= Spectrum of a matrix =

Set of a matrix's eigenvalues

In mathematics, the spectrum of a matrix is the set of its eigenvalues. (More precisely, it is its multiset of eigenvalues, where each eigenvalue comes with an associated multiplicity, and two spectra are only considered to be equal if each eigenvalue has the same multiplicity in each spectrum.) More generally, if $T\colon V \to V$ is a linear operator on any finite-dimensional vector space, its spectrum is the set of scalars $\lambda$ such that $T-\lambda I$ is not invertible. The determinant of the matrix equals the product of its eigenvalues. Similarly, the trace of the matrix equals the sum of its eigenvalues.
From this point of view, we can define the pseudo-determinant for a singular matrix to be the product of its nonzero eigenvalues (the density of multivariate normal distribution will need this quantity).

In many applications, such as PageRank, one is interested in the dominant eigenvalue, i.e. that which is largest in absolute value. In other applications, the smallest eigenvalue is important, but in general, the whole spectrum provides valuable information about a matrix.

== Definition ==

Let $V'$ be a finite-dimensional vector space over some field $K$ and suppose $T:V\to V$ is a linear map. The spectrum of $T$, denoted $\operatorname{Spec}{T}$ or σ_{T}, is the multiset of roots of the characteristic polynomial of T. Thus the elements of the spectrum are precisely the eigenvalues of T, and the multiplicity of an eigenvalue λ in the spectrum equals the dimension of the generalized eigenspace of T for λ (also called the algebraic multiplicity of λ).
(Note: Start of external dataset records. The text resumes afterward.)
PR #4957, opened 2025-09-15
RI-6855 Added title for the new vector search page

valkirilov:
# Description

Added a title for the new **Vector Search** page, following the pattern described by the rest of the available pages (Browse, Workbench, etc.)

image


redisinsight/ui/src/pages/vector-search/query/HeaderActions.spec.tsx
```diff
@@ -3,13 +3,6 @@ import { cleanup, render, screen, userEvent } from 'uiSrc/utils/test-utils'
 import { HeaderActions, HeaderActionsProps } from './HeaderActions'
 import useRedisInstanceCompatibility from '../create-index/hooks/useRedisInstanceCompatibility'
 
-// Workaround for @redis-ui/components Title component issue with react-children-utilities
```
valkirilov, line 6: Note: This is not related to the change of the title, but removing this, since it was reported that the issue was resolved by removing a custom mock, made on a global level a few years ago.

PR #4959, opened 2025-09-16
Fe/feature/ri 7431 keys header columns popover

ArtemHoruzhenko:
|Before|After|
|-|-|
|Screenshot 2025-09-16 at 15 17 08|Screenshot 2025-09-16 at 15 16 49|
|Screenshot 2025-09-16 at 15 17 02|Screenshot 2025-09-16 at 15 16 39|

### DIFF
--- a/redisinsight/ui/src/components/base/forms/buttons/ToggleButton.tsx
+++ b/redisinsight/ui/src/components/base/forms/buttons/ToggleButton.tsx
@@ -1,8 +1,1 @@
-import React from 'react'
-import { ToggleButton as RedisUiToggleButton } from '@redis-ui/components'
-
-export type ButtonProps = React.ComponentProps<typeof RedisUiToggleButton>
-
-export const ToggleButton = ({ ...props }: ButtonProps) => {
-  return <RedisUiToggleButton {...props} />
-}
+export { ToggleButton } from '@redis-ui/components'


redisinsight/ui/src/components/base/forms/combo-box/AutoTag.tsx
```diff
@@ -210,7 +218,7 @@ const StyledWrapper = styled(Row)`
   position: relative;
   border: 1px solid ${({ theme }) => theme.semantic.color.border.neutral600};
   border-radius: 0.4rem;
-  padding: 0.15rem 0.5rem;
+  padding: 0 0.5rem;
```
dantovska: please use the theme spacing values

redisinsight/ui/src/components/base/forms/combo-box/AutoTag.tsx
```diff
@@ -128,6 +128,13 @@ export const AutoTag = ({
     }
   }
 
+  const handleBlur: React.FocusEventHandler<HTMLInputElement> = (e) => {
```
dantovska, line 131: this method looks like and does the same thing as handleEnter. Can we unify them?

redisinsight/ui/src/pages/browser/components/keys-header/KeysHeader.tsx
```diff
@@ -50,15 +44,15 @@ import { RiPopover, RiTooltip } from 'uiSrc/components/base'
...
+import { Col, FlexItem, Row } from 'uiSrc/components/base/layout/flex'
 import { setConnectivityError } from 'uiSrc/slices/app/connectivity'
 import { Checkbox } from 'uiSrc/components/base/forms/checkbox/Checkbox'
 import { RiIcon } from 'uiSrc/components/base/icons/RiIcon'
 import styles from './styles.module.scss'
 import { ButtonGroup } from 'uiSrc/components/base/forms/button-group/ButtonGroup'
 import styled from 'styled-components'
-import {TextButton} from '@redis-ui/components'
-import {Text} from 'uiSrc/components/base/text'
+import { ToggleButton } from '@redis-ui/components'
```
dantovska: You should not import directly from `@redis-ui/components`.
If you want to use some component, you need to import it through a wrapper file. The file can extend the functionality or do nothing at all in some cases, but still, should be used as a proxy. Look for `ui/src/components/base/display/banner/index.ts` as a reference.

redisinsight/ui/src/components/base/forms/combo-box/AutoTag.tsx
ArtemHoruzhenko: not, actually. one is for key enter where we are checking if "enter" was pressed when this one happens on blur

redisinsight/ui/src/components/base/forms/combo-box/AutoTag.tsx
ArtemHoruzhenko: Sorry, didn't get this

dantovska: instead of 0.5rem, we should use the following:

`${({ theme }) => theme.core.space.space050}`

space050 is actually 0.4rem, but I guess it should work. 

It could be something like:
```
padding-block: 0;
padding-inline: ${({ theme }) => theme.core.space.space050};
```

redisinsight/ui/src/components/base/forms/buttons/ToggleButton.tsx
```diff
@@ -0,0 +1,8 @@
+import React from 'react'
+import { ToggleButton as RedisUiToggleButton } from '@redis-ui/components'
+
+export type ButtonProps = React.ComponentProps<typeof RedisUiToggleButton>
+
+export const ToggleButton = ({ ...props }: ButtonProps) => {
+  return <RedisUiToggleButton {...props} />
+}
```
dantovska:
```
import { ToggleButton } from '@redis-ui/components'

export { ToggleButton }
```

and then export it from the buttons index.ts

ArtemHoruzhenko: I did it as it was done for another component that doesn't add anything new itself and thought that it is the pattern. But I'm fine to do it this way or even shorter

PR #4960, opened 2025-09-16
RI-7431: Change add key button view

ArtemHoruzhenko:
| Before | After |
| - | - |
|Screenshot 2025-09-16 at 17 24 53|Screenshot 2025-09-16 at 17 24 38|

### DIFF
--- a/redisinsight/ui/src/pages/browser/components/actions/Actions.tsx
+++ b/redisinsight/ui/src/pages/browser/components/actions/Actions.tsx
@@ -6,7 +6,6 @@ import {
   TelemetryEvent,
 } from 'uiSrc/telemetry'
 import {
-  Button,
   SecondaryButton,
 } from 'uiSrc/components/base/forms/buttons'
 import styles from 'uiSrc/pages/browser/components/browser-search-panel/styles.module.scss'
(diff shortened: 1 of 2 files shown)


pawelangelow (dismissed):

redisinsight/ui/src/pages/browser/components/actions/Actions.tsx
```diff
@@ -6,7 +6,7 @@ import {
   TelemetryEvent,
 } from 'uiSrc/telemetry'
 import {
-  PrimaryButton,
+  Button,
```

Now, fix a basis B of V over K and suppose M ∈ Mat_{K}(V) is a matrix. Define the linear map T : V → V pointwise by Tx = Mx, where on the right-hand side x is interpreted as a column vector and M acts on x by matrix multiplication. We now say that x ∈ V is an eigenvector of M if x is an eigenvector of T. Similarly, λ ∈ K is an eigenvalue of M if it is an eigenvalue of T, and with the same multiplicity, and the spectrum of M, written σ_{M}, is the multiset of all such eigenvalues.

== Related notions ==
The eigendecomposition (or spectral decomposition) of a diagonalizable matrix is a decomposition of a diagonalizable matrix into a specific canonical form whereby the matrix is represented in terms of its eigenvalues and eigenvectors.

The spectral radius of a square matrix is the largest absolute value of its eigenvalues. In spectral theory, the spectral radius of a bounded linear operator is the supremum of the absolute values of the elements in the spectrum of that operator.